Below are records. Copy every line with "allows" in it.

[Records from a collection]

%%

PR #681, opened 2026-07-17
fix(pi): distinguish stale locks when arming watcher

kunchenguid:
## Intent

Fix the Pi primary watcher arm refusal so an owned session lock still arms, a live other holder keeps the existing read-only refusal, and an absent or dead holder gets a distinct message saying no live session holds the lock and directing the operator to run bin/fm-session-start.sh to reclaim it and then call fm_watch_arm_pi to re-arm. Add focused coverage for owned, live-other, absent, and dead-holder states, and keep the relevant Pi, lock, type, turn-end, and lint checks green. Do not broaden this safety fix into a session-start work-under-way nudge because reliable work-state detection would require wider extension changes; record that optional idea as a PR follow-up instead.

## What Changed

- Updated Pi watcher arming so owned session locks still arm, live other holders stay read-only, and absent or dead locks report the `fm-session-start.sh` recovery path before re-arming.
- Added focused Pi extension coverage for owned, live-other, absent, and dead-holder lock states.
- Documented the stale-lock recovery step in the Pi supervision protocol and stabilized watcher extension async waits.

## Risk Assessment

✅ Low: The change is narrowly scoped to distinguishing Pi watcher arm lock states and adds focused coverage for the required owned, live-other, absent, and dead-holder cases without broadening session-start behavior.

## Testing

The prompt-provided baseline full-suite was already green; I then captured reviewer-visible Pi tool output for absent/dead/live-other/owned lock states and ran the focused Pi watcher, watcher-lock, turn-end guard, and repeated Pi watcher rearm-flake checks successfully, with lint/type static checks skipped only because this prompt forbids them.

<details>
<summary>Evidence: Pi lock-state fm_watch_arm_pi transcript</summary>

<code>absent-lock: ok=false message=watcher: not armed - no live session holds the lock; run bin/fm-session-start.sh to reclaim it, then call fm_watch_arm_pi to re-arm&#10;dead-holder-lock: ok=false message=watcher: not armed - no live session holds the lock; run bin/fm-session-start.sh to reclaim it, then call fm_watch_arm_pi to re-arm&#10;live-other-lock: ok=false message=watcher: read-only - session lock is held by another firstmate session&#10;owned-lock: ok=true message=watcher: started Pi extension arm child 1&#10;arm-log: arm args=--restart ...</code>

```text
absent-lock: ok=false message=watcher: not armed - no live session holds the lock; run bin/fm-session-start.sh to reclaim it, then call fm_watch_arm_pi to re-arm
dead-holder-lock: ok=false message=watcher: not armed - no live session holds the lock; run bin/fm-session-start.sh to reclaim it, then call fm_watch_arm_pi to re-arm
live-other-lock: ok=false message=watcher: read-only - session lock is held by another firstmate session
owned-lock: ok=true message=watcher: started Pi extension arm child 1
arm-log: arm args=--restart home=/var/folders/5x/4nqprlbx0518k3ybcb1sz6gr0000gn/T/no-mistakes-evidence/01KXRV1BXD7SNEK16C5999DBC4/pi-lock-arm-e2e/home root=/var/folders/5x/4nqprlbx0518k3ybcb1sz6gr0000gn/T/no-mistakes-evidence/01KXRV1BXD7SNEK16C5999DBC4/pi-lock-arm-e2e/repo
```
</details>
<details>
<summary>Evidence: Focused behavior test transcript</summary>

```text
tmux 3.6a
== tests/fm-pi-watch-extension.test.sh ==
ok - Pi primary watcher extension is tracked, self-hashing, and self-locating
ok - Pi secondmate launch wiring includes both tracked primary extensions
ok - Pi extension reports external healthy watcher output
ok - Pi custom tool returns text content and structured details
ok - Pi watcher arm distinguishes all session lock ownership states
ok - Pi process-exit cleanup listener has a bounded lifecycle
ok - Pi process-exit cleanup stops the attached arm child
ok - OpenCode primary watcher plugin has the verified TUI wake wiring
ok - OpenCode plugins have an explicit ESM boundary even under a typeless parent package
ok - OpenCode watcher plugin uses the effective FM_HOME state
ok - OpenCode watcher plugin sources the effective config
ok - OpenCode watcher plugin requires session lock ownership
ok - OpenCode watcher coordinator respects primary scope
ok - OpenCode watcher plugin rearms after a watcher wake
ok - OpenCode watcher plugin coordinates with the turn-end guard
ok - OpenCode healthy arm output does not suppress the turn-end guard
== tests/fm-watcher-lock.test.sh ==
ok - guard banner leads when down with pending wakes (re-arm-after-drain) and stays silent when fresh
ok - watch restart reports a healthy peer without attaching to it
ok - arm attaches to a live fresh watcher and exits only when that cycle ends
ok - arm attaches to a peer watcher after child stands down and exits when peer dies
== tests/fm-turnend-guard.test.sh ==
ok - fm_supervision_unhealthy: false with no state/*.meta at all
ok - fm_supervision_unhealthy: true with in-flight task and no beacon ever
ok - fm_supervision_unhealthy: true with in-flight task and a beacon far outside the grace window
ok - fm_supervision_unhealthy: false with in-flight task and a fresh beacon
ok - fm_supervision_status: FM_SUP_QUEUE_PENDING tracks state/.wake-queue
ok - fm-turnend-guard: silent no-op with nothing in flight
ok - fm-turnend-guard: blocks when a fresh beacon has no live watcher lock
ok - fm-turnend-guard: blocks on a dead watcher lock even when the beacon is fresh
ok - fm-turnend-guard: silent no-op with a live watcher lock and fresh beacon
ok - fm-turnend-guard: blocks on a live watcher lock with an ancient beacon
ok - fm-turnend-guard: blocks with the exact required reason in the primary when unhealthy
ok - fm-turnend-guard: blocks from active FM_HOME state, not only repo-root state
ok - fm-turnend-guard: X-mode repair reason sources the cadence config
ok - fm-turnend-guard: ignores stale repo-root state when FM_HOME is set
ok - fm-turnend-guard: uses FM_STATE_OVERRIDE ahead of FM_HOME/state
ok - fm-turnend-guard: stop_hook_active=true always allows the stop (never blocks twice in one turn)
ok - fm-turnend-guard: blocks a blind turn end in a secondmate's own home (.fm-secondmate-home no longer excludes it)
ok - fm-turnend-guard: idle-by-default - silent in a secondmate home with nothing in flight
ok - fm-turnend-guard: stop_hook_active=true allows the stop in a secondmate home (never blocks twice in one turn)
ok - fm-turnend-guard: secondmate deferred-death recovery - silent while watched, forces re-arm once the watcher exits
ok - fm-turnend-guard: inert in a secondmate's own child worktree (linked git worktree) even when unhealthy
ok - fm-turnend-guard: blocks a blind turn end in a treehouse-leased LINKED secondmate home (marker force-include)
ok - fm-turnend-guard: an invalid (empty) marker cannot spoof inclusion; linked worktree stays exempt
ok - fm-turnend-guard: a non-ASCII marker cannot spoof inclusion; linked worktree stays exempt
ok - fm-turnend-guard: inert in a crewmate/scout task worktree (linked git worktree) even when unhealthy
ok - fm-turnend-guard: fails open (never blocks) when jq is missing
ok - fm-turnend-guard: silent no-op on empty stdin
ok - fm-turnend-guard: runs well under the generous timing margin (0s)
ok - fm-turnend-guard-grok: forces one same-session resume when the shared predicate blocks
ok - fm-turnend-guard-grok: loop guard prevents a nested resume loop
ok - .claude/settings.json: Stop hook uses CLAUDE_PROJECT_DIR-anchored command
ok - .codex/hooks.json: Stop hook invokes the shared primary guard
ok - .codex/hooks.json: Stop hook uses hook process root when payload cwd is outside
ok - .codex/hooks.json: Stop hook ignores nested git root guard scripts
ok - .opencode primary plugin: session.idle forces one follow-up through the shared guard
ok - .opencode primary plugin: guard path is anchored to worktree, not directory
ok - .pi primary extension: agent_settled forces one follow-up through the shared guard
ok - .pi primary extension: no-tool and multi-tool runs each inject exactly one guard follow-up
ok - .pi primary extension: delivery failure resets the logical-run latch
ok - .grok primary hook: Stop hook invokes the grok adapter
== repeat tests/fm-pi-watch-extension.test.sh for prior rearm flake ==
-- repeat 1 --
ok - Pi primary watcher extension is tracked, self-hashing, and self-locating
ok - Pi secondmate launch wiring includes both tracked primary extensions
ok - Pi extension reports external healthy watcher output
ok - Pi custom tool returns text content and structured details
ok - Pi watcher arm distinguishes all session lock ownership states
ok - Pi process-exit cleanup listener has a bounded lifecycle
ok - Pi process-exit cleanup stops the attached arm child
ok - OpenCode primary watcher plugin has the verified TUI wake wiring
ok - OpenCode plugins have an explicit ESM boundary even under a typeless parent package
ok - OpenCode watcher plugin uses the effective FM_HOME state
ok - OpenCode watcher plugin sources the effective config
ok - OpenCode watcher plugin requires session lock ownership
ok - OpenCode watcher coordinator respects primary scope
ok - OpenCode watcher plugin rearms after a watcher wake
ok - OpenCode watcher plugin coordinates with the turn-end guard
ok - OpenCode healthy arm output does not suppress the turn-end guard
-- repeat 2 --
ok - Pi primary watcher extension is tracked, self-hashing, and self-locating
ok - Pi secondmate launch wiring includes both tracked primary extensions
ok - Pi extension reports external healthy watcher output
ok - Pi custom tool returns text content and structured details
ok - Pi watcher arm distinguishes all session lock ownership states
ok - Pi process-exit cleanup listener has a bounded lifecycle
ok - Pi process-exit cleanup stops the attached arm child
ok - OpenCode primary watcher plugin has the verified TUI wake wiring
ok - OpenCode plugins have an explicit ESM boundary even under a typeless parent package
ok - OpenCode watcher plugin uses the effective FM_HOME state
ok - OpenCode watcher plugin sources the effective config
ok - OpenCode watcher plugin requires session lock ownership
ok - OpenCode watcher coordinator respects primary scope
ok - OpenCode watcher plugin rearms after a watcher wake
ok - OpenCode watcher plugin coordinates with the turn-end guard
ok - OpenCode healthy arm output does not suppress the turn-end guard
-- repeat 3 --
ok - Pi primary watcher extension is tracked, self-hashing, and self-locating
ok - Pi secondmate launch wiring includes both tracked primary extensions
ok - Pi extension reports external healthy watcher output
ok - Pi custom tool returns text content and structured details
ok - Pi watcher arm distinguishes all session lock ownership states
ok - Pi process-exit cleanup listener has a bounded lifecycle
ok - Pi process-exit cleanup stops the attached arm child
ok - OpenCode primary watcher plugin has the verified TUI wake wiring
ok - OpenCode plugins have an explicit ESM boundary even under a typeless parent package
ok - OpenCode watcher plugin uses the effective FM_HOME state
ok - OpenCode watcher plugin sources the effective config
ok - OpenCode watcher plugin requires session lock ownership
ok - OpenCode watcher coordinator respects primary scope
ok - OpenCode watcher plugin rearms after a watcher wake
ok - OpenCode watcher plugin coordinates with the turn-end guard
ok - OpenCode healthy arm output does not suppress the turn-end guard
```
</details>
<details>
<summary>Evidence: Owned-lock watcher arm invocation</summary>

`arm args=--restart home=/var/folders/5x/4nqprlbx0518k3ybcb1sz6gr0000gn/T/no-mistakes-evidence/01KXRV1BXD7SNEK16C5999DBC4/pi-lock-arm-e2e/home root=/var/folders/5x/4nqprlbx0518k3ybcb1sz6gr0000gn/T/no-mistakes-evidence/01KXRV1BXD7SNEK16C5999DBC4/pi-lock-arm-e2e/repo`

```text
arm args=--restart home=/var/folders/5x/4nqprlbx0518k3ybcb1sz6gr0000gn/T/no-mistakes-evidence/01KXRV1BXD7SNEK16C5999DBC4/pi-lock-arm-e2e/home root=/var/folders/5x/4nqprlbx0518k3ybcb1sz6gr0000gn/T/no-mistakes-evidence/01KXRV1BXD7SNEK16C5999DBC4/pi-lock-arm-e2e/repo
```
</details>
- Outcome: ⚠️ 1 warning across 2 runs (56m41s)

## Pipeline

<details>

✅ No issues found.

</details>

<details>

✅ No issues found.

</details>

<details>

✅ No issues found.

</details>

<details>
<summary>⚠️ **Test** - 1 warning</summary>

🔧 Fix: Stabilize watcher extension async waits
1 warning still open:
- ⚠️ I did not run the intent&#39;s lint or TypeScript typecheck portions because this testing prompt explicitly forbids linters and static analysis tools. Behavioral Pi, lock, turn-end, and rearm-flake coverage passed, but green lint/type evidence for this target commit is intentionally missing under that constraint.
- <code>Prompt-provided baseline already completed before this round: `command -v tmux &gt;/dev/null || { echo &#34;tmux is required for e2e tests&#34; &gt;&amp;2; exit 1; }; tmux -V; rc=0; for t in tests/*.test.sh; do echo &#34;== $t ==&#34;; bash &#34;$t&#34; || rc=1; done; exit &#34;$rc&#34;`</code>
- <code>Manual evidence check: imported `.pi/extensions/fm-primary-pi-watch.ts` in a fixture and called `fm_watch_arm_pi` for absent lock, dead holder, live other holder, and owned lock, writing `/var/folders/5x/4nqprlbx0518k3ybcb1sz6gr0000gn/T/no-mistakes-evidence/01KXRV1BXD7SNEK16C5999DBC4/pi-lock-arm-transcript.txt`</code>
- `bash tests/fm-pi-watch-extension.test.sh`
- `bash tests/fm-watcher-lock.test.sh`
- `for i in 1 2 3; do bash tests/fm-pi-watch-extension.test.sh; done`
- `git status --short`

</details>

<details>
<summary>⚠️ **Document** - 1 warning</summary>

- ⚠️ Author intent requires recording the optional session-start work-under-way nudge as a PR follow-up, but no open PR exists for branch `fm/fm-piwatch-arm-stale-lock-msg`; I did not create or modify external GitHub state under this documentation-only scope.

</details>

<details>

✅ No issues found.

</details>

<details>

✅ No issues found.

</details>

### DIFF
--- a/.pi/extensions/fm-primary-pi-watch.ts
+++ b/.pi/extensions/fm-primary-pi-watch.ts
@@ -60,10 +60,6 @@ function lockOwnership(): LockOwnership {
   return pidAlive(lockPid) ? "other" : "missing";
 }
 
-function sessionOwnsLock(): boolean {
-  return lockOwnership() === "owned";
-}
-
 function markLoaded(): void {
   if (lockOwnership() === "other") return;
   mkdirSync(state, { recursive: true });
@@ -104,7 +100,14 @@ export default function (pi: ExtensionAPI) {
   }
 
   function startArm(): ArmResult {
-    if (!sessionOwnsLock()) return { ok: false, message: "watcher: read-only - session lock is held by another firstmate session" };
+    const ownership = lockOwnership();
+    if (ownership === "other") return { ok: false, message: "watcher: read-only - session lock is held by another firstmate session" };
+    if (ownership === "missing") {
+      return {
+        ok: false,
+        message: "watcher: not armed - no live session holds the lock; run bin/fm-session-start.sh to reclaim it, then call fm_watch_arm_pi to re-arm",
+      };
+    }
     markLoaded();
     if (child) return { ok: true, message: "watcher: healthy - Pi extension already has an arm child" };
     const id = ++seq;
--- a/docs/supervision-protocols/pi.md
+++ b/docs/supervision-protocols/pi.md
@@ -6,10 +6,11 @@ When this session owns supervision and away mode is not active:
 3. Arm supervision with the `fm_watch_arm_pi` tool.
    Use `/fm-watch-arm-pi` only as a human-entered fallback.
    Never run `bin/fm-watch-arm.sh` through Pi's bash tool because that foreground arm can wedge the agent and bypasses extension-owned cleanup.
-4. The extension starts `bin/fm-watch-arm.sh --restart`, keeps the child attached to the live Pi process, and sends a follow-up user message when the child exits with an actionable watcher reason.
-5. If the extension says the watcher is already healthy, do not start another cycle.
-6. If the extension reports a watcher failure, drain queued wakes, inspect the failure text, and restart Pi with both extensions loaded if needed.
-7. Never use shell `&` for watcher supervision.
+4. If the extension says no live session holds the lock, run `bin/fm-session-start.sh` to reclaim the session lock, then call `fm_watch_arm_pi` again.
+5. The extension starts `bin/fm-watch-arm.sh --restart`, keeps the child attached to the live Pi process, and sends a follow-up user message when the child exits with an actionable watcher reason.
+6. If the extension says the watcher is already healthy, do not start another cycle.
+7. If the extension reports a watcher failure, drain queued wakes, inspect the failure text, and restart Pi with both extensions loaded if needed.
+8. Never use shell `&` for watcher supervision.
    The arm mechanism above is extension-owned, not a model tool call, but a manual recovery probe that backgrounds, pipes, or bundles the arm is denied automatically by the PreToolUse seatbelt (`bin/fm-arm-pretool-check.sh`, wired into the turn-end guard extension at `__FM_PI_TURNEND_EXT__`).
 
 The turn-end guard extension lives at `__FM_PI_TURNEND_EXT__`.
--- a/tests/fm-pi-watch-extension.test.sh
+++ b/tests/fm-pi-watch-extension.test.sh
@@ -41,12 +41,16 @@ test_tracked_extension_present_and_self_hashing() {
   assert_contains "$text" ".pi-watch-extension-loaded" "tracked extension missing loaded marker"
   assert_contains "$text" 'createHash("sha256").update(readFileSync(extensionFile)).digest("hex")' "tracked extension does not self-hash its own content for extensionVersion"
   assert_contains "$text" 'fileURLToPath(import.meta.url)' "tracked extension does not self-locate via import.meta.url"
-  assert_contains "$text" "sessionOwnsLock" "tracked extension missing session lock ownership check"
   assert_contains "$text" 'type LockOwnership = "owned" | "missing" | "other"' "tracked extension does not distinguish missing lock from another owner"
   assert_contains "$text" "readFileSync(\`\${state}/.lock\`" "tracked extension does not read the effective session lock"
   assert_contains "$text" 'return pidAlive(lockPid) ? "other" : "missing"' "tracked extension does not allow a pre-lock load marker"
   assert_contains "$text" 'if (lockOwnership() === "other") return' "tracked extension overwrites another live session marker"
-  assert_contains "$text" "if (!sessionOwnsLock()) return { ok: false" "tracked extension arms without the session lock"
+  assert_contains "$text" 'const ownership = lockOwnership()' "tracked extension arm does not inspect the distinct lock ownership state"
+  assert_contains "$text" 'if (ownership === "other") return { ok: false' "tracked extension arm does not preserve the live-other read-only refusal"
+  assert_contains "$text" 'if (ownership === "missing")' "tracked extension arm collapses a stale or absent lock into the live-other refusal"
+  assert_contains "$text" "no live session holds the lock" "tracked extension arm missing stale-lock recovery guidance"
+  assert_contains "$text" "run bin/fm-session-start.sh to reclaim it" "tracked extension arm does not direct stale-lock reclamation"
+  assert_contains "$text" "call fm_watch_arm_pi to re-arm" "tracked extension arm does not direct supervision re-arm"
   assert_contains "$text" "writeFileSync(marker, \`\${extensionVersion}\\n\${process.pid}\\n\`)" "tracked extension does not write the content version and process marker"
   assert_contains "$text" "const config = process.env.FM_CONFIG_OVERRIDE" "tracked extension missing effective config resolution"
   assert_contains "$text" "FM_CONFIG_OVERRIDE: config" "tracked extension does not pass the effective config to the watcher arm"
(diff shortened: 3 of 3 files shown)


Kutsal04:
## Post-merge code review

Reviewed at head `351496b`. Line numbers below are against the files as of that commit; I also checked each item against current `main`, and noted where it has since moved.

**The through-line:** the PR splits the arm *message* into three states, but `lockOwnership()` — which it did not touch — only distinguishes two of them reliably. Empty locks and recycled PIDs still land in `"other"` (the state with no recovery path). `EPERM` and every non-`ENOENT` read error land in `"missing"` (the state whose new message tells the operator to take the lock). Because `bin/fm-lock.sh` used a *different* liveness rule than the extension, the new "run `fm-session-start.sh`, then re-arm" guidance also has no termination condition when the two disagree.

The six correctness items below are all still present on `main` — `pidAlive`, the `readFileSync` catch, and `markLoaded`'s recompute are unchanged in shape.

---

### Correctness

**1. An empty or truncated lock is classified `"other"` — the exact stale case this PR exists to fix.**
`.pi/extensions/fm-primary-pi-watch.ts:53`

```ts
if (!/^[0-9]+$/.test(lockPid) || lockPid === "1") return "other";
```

%%
%%

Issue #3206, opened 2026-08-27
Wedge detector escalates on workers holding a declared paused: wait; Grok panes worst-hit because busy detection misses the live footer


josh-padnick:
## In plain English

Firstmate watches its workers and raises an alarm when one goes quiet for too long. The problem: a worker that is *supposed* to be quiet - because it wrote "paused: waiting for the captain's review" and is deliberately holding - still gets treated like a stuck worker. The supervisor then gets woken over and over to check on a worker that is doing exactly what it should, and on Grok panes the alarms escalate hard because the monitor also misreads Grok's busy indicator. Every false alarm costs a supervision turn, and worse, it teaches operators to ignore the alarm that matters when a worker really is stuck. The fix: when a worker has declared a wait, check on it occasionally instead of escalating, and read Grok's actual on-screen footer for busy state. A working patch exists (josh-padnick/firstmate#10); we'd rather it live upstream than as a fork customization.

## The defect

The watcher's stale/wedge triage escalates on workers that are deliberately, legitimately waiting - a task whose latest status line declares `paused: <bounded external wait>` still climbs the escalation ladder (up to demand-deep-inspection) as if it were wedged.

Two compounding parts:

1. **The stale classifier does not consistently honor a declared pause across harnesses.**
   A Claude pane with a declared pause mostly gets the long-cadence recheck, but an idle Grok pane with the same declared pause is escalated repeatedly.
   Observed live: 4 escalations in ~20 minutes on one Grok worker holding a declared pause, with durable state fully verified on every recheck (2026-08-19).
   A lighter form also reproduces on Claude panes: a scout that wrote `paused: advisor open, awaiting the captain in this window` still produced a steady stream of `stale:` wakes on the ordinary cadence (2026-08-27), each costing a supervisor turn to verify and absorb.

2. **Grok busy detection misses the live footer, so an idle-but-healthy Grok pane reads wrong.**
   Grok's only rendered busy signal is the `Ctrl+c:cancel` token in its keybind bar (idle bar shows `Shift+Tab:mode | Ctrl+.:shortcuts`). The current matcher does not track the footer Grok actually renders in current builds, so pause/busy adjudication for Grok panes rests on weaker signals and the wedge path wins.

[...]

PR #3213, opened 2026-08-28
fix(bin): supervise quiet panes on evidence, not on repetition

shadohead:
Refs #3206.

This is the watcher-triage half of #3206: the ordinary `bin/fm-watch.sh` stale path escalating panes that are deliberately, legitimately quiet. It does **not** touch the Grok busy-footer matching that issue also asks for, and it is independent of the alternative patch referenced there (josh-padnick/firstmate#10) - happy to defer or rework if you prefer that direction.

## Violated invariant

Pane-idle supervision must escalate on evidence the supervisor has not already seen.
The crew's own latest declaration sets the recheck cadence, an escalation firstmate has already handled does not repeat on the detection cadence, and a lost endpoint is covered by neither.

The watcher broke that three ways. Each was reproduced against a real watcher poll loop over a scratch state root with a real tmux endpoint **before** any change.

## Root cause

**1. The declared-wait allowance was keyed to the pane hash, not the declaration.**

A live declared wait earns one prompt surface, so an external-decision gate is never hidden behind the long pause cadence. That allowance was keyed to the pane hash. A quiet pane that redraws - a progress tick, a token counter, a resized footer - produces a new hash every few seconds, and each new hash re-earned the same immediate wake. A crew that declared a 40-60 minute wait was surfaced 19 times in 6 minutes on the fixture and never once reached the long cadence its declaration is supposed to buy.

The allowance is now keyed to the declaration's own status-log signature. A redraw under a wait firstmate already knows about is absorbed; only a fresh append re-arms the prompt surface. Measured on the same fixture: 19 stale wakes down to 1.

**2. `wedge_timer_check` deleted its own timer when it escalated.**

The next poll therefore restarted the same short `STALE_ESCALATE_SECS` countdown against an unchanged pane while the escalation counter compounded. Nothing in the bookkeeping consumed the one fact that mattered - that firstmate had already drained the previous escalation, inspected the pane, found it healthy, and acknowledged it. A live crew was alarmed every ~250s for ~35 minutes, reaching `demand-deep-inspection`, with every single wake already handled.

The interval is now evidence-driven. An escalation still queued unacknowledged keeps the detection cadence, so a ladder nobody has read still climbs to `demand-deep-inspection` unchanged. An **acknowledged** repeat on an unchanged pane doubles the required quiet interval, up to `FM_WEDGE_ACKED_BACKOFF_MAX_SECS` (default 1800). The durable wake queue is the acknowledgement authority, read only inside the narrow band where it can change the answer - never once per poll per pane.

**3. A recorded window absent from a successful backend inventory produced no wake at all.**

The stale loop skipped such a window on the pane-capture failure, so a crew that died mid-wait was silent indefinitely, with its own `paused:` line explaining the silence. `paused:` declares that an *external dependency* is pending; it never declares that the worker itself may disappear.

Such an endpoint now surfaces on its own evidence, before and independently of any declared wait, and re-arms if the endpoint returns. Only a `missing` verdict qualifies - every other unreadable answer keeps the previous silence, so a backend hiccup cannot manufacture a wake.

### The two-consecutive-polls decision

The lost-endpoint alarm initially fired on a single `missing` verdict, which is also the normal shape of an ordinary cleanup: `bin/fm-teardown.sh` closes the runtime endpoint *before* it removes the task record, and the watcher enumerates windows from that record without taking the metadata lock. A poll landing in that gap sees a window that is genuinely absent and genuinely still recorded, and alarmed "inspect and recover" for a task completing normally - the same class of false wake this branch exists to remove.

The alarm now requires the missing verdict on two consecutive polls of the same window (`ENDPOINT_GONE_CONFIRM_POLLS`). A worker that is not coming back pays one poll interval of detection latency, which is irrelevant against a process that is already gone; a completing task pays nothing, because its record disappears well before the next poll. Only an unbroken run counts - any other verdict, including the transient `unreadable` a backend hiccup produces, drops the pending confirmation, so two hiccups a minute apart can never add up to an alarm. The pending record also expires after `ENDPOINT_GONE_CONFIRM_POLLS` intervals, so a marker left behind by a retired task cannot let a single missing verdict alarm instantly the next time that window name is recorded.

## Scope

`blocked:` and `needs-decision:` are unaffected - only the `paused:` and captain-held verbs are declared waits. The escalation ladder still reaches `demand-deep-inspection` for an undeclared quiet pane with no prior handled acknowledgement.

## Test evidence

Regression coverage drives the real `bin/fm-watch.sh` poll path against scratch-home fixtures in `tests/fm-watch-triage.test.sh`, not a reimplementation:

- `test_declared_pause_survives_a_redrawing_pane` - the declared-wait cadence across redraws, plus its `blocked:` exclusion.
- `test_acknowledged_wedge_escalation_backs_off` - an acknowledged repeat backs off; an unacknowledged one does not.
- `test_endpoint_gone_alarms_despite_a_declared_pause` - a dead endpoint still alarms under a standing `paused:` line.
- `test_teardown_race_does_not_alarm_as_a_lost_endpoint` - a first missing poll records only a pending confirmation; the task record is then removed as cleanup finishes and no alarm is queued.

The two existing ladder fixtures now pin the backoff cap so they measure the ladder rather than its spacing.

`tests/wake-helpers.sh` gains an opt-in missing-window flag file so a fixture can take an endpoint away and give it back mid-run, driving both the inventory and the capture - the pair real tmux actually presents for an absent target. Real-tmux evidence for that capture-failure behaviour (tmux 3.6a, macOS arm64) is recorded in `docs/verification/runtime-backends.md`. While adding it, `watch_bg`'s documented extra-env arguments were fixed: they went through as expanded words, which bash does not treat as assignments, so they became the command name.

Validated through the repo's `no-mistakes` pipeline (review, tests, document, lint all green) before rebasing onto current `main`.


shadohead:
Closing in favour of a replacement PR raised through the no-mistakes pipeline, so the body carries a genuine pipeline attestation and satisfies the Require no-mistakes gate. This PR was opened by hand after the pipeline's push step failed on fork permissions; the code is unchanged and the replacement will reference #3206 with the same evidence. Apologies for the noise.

%%
%%

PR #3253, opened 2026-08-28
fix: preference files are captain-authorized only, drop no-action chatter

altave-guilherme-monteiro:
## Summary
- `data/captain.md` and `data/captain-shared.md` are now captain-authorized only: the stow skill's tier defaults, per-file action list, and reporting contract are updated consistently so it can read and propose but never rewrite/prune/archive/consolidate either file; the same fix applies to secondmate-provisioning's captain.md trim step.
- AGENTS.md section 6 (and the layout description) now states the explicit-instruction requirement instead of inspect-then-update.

%%

__WRITTEN ANSWER__.
ok - fm-turnend-guard: stop_hook_active=true always allows the stop (never blocks twice in one turn)
ok - fm-turnend-guard: stop_hook_active=true allows the stop in a secondmate home (never blocks twice in one turn)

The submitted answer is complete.